[Opening Records to use section]

PR #1554, opened 2026-09-14
Cut the nightly branch in this repo instead of from test-infra

atalman:
Our nightly branch is cut by pytorch/test-infra's trigger_nightly.yml, which runs .github/actions/trigger-nightly as pytorchbot. On 2026-09-10 pytorchbot stopped being able to write to the meta-pytorch org: in that day's run all six pytorch/* domains cut fine and all eight resolving to meta-pytorch/* failed with git exit 128. Our nightly branch has not moved since 2026-09-09T11:37:02Z and no wheels have been built since.

Move the cut here, where GITHUB_TOKEN already has the access. cut-nightly runs the same commit-tree/force-push as the test-infra action, so the nightly branch keeps being a real branch carrying main's tree under a dated commit -- unchanged for anything that consumes it.

A push made with GITHUB_TOKEN does not start a new workflow run, so the existing `push: branches: [nightly]` trigger cannot be what builds this. The build therefore runs in the same run as the cut, with ref: nightly so it builds exactly the commit just pushed. That trigger stays for manual pushes to the branch.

[Closing Records to use section]

▶ What is expected: Tally every line of the data that holds the word "trigger" and write the count alone.

▶ Your response: 2